Juliette Kayyem argues that, in Portland, Homeland Security isn't the problem -- it's Trump:
Seemingly desperate to goad Democrats into a fight over law and order, the White House has deployed federal law-enforcement agents from the Department of Homeland Security to Portland, Oregon, ostensibly to protect statues on federal property from vandals. Agents from Customs and Border Protection and other branches of DHS are wearing military fatigues, snatching demonstrators from the streets, and even attacking protesters who by all accounts are peaceful. The Constitution did not contemplate the mobilization of federal assets to fight a war on graffiti. Never having requested the president’s help, local and state politicians in Portland are outraged. Yesterday afternoon, Trump announced an expansion of the program to a number of other cities to “help drive down violent crime.”
These events offer a reminder of how much discretionary power every American president exercises—and why voters shouldn’t give the job to someone whose instincts are fundamentally authoritarian.
The only thing that needs to be abolished is the Trump administration. When the president is bent on using executive power for purely political ends, the specifics of the executive-branch organizational chart do not matter.
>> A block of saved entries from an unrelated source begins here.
PR #4632, opened 2020-12-14
Mostly German Ingredients

jolesh:
Started Translating and adding German Ingredients


stephanegigandet (approved):

taxonomies/ingredients.txt
```diff
@@ -31810,6 +31835,10 @@ fi:Luontainen hiiva
 fr:levure naturelle
 it:naturale-fermento, lievito naturale
 
+<en:yeast
+en:organic yeast
+de:Biologische Hefe
+
```
Ban3, line 31841: This should be instead picked up as a label by the ingredients parser. Add `Biologische` as a synonym here: https://github.com/openfoodfacts/openfoodfacts-server/blob/49dea456c786a8adac8b3a8eb371a0dc1413a132/taxonomies/labels.txt#L2902

taxonomies/ingredients.txt
```diff
@@ -44770,6 +44811,10 @@ fr:oignons frais
 it:cipolla fresca
 # ingredient/fresh-onions has 485 products in 3 languages @2018-12-06
 
+<en:onion
+en:Onion pieces
+de:Zwiebelstücke
+
```
Ban3, line 44817:
```suggestion
```
This is unneeded as `stücke` is properly handled by the processing taxonomy. See [test](https://world-de.openfoodfacts.org/cgi/test_ingredients_analysis.pl?ingredients_text=Zwiebelst%C3%BCcke&type=add&action=process&.submit=1)

taxonomies/ingredients.txt
```diff
@@ -39610,14 +39648,17 @@ nl:geconcentreerd aardbeiensap
...
+fr:fraises lyophilisées
 fi:pakkaskuivattu mansikka, pakastekuivattu mansikka
 it:fragole liofilizzate
 # openfoodfacts:https://world.openfoodfacts.org/ingredient/fr:fraises-lyophilisées
 # 38 products in 3 languages @2108-10-01
 
-<fr:fraises lyophilisées
+<en:freeze-dried strawberries
+en:freeze-dried strawberry pieces
+de:gefriergetrocknete Erdbeerstücke, gefriergetrocknete Erdbeerscheiben
```
Ban3, line 39661: These are also handled by the processing taxonomy if you add `Erdbeer` as a synonym for strawberry in the ingredients taxonomy and `scheiben` to the processing taxonomy.

taxonomies/ingredients.txt
```diff
@@ -65842,6 +65897,10 @@ vegan:en:no
 vegetarian:en:yes
 # ingredient/honey has 9679 products in 17 languages @2018-12-17
 
+<en:honey
+en:bee  honey
```
Ban3, line 65901:
```suggestion
en:bee honey
```

taxonomies/ingredients.txt
jolesh: Okay thanks, I saw it that way at other points but it would be tedious  to make that for every ingredient.

taxonomies/ingredients.txt
jolesh: Okay, I think I saw it as not recognized on a product page but I am not sure.

taxonomies/ingredients.txt
jolesh: to "en:sliced"? "Scheiben" means "slices"

jolesh:
Any idea how managed to fail the test?

stephanegigandet (approved):
Looks good!

stephanegigandet:
@jolesh : the tests fail because the ouput of the analysis has changed, but it's probably good changes:

https://github.com/openfoodfacts/openfoodfacts-server/pull/4632/checks?check_run_id=1570168988

can you review the changes to see if they are correct?

jolesh:
> Looks good!

I only have to solve that about the "Scheiben" and find out why the PR test failed.

jolesh:
> @jolesh : the tests fail because the ouput of the analysis has changed, but it's probably good changes:
> 
> https://github.com/openfoodfacts/openfoodfacts-server/pull/4632/checks?check_run_id=1570168988
> 
> can you review the changes to see if they are correct?

Yeah, what is it exactly I have to look at?

taxonomies/ingredients.txt
Ban3: en:sliced sounds good

stephanegigandet:
e.g.

````````
#   Failed test at t/ingredients_processing.t line 1298.
#          $got->[0]{processing} = 'en:peeled'
#     $expected->[0]{processing} = 'de:gesch�lt'
[

**Comment by stephanegigandet** [comment]
You can search for "fail" in the test log, it will show the results of tests that have different output than expected.

**Comment by Ban3** [comment]
Searching for `failed` in that log: [First failure](https://github.com/openfoodfacts/openfoodfacts-server/pull/4632/checks?check_run_id=1570168988#step:6:2710)

> Failed test at t/ingredients_processing.t line 1298.

The actual test based on the lines above: https://github.com/openfoodfacts/openfoodfacts-server/blob/e744eaa74e23215355bb9302c1986b18e2a6ec90/t/ingredients_processing.t#L495-L525

Start of the difference to the expected results:
>      Structures begin differing at:
>           $got->[0]{processing} = 'en:peeled'
>      $expected->[0]{processing} = 'de:gesch�lt'

You added geschält under `en:peeled` but it already had its own German definition: https://github.com/openfoodfacts/openfoodfacts-server/blob/dd2929829b392b5befed9919333fc6c2357115c2/taxonomies/ingredients_processing.txt#L303-L306

I think you should remove it under the `en:peeled` and `en:unpeeled`

**Comment by stephanegigandet** [comment]
@jolesh : I made 2 small changes to make the tests pass and to fix the conflict with the Spanish changes.

We'll have to find a better solution for this entry:

#de:comment:geschält is a generic term and can mean en:peeled or en:shelled
de:geschält, geschälte, geschälter

Ideally, the best thing would be that all entries have translations in all languages (in particular in English). Those translations have to be unique.

The issue is that if geschält means both shelled and peeled, then we can't put it as a translation of each of them.

One solution could be:

en:peeled or shelled
de:geschält, geschälte, geschälter

en:peeled
de:(something that means peeled in German, but that does not exactly match de:geschält)

en:shelled
de:(something that means shelled in German, but that does not exactly match de:geschält)

cc @aleene @hangy

**Comment by jolesh** [comment]
Oh, sorry I forgot that the PR wasn't done yet and my Github didn't send me any mails.

File: taxonomies/ingredients_processing.txt [hunk 5]
```diff
@@ -361,7 +361,7 @@ en:zest
 
 # en:description:The soft center of a fruit
 en:pulp
-de:fruchtfleisch
+de:mark, pulpe, fruchtfleisch
```
jolesh, line 364: "Passierte Fruchtmassen werden ebenfalls als Mark bezeichnet, zum Beispiel [Tomatenmark](https://de.wikipedia.org/wiki/Tomatenmark) oder Himbeermark. Fruchtmark kann Säften oder Nektaren und vielen weiteren Nahrungsmitteln zugesetzt werden." [Wikipedia](https://de.wikipedia.org/wiki/Mark_(Lebensmittel))
So "mark" is also used for other things and I even think it is used more often in these other ways.
According to that evidence do we have to change sth?

PR #4638, opened 2020-12-15
Choice of sort order for products + interaction with Personal Search with user preferences

stephanegigandet:
This adds ways to sort products on the home page / facets pages by popularity, Nutri-Score, Eco-Score, last modification date and creation date.

I think I found a reasonable way to articulate the overall sort and the personal search sort:

1. We display 100 results per page instead of 20 or 24.
2. The default sort order needs to be decided (it could be the popularity / most scanned products, it is a reasonable choice for first time users (not contributors) and it makes sense when used in combination with user preferences)
3. Users will be able to change that sort order to see products with the best Nutri-Score, Eco-score, or recently added / edited products
4. Products will be color coded according to the user preferences, and the corresponding icons will be shown, but by default, they won't be sorted / filtered according to those preferences.
5. There is a switch that allows to rank the results on the page (so only those 100 results, not the whole database) using user preferences. That ranking / filtering is done locally in the browser. When the switch is on, we show tabs for products that match / may match / do not match the user preferences.
6. The pagination at the end allows to load more results (the next 100 products etc.)

It's currently live on .dev if you want to take a look:

https://uk.openfoodfacts.dev/

Here is how it looks like:

image


CharlesNepote:
Thank you very much Stéphane, it's very hard indeed. Here are my first thoughts about it.

I think it's very complicated for the beginner:
* there are so many buttons/choices in a very small space; there is even more buttons/choices in the whole page (eg. the "donate" and "sign in/out" buttons are not very far)
* there is at least 3 very different levels of usages:
  * all 572 products that can be refined based on some categories (brands, categories... but also popularity, Eco-Score)
  * all 572 (or 100?) products that can be sorted based on popularity, Eco-Score, etc;
  * 100 products that can be refined based on "food preferences"
  * at first, I could think there is another level with the colors which I don't understand very well: are green products good ones?
* why these 100 products? what is the sort key for the XXX products?
* how can I sort the 572 products by Eco-Score?
* I don't understand why my Food preferences are not used for the whole 572 products
* sort by nutri-score isn't working: https://uk.openfoodfacts.dev/?sort_by=nutriscore_score
* etc.

The page is very rich, so I'm afraid there is no magical solution, but I think we can try to make it clearer:
* group buttons/features dealing with the same things
  * the website level: donation banner seems to refer to contents displayed below it; at least "[ ] I have already donated ..." should be inside the donation box; the banner could be in the same grey area used for website level features on the left panel
  * the database level: 572 products, Drilldown..., Order..., Pages...
  * the page level: classify products..., Edit your food preferences
* be explicit where it's unclear:
  * "Order these 572 products"
  * "Classify these 100 displayed products according to your preferences"
  * "Edit your food preferences for (this page|the displayed products)"
  * Something like: "Food preferences are a private choice. **Open Food Facts respect your privacy by design**. Your food preferences are kept in your browser and never sent to Open Food Facts or anyone else. Your food preferences are applied by your browser, only for the displayed products."
* may be the "Pages: [1] 2 3 ..." could be repeated at the beginning of the list to explicitly show the context of these 100 products (a page of 100 products).

stephanegigandet:
Thanks for all the feedback and suggestions Charles!

> * the website level: donation banner seems to refer to contents displayed below it; at least "[ ] I have already donated ..." should be inside the donation box;

That was the easy one. :)

image

stephanegigandet:
Many small changes based on @CharlesNepote's feedback and suggestions:

image

1. The dropdown to select the ordering by "Most scanned products" etc. Is now right next to the number of total products.

2. The Explore by is moved below, and I added a small phrase to explain what it is. (a lot of people have no idea of what this button does). Also renamed "Drilldown" to "Explore".

3. Added pagination at the top, to make it more clear that the user preferences apply only to a single page of results. Also added a "(100 products per page)" at the end of the pagination to make more clear why we are talking about 100 products.

4. Add the number of products "Classify the 100 products below".

5. When the switch to usse user preferences to classify product is not selected, we do display the icons for the user preferences, but the color of all products is grey. When the switch is on, the tabs and the colors appear.

image

CharlesNepote:
Well, that's far better in my opinion.

I think we can make the database level (13,776 products...) even more straight and simpler. Here is a test:
-----------------------------------
image

* I deleted the text and added icons often used when dealing with sorting and filtering (for filter icon, none exists in UTF-8 but we probably [find many](https://www.google.com/search?q=filter+icon) in SVG).
* The two buttons should use the same style. All the line "13,776 products ......." should use the same style. We could also provide more feature at this level, such as a search field.

At the "page" level:
* "Edit your food preferences" might be styled differently from "database" level or "website" levels of information. It could be a small icon after "according to your preferences ⚙️" (with a bubble open by default). BTW, we should use different styles in each diferent levels of information.
* we might be able to select a different number of products per page (not sure).

stephanegigandet:
Thanks @CharlesNepote , I'll add the icons and display the first line with the number of results + sort + explore by as in your mockup.

Regarding the styles : sort and explore by are a bit different. The sort is a select box, it indicates the current sort and offers to change it. It changes the order of the result set, but not the actual results. The "explore by" is more of an action button that completely changes the view.

Regarding having different styles for the "edit your preferences" button, it is a possibility, but at this point we have the same style for all buttons across all features of the site, so it is probably something that we should review for the whole site before introducing new styles.

stephanegigandet:
Here is a new version, with icons as suggested by @CharlesNepote .

I changed the styles of the use preferences switch + the edit preferences button to round + green. That way it's more clear that they work together.

image

lang/en/texts/index.html
```diff
@@ -25,8 +25,3 @@ <h2>Contribute</h2>
 
 	</div>
 </div>
-
-<h2>Recently updated products:</h2>
```
teolemon, line 29: Do we still have a way to see recently completed products ?

teolemon (approved):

She's right on one point: A president bent on abusing his power is going to abuse his power. Trump couldn't use the military, ultimately, to achieve these ends -- so he turned to DHS instead.
But she's also wrong.
The framers of the Constitution got a lot of things wrong, IMHO -- we don't need the Senate -- but they did embrace an underlying thought process that was smart: One way to prevent a president from abusing his powers is to limit the tools he has for abuse.
With respect to Kayyem's (I'm sure) honorable service, the Department of Homeland Security was always particularly ripe for abuse by an authoritarian-minded president, from its name on down. I pointed out this week how one DHS agency, Customs and Border Patrol, is pretty much rogue to begin with, and offered some possible solutions.
The underlying idea is to limit the agency, both in terms of manpower and authority. "Trump and his cronies would surely look for other ways to crack down on protesters," I wrote. "He will abuse any power he has, and claim powers the Constitution doesn't actually grant him. Congress, however, doesn't need to make it easy for him."
So, yes, abolish Trump. But let's also make it harder for any would-be Trumps -- Tucker Carlson, say, or Tom Cotton -- to follow in his footsteps and do even more damage. Abolish Trump and the DHS.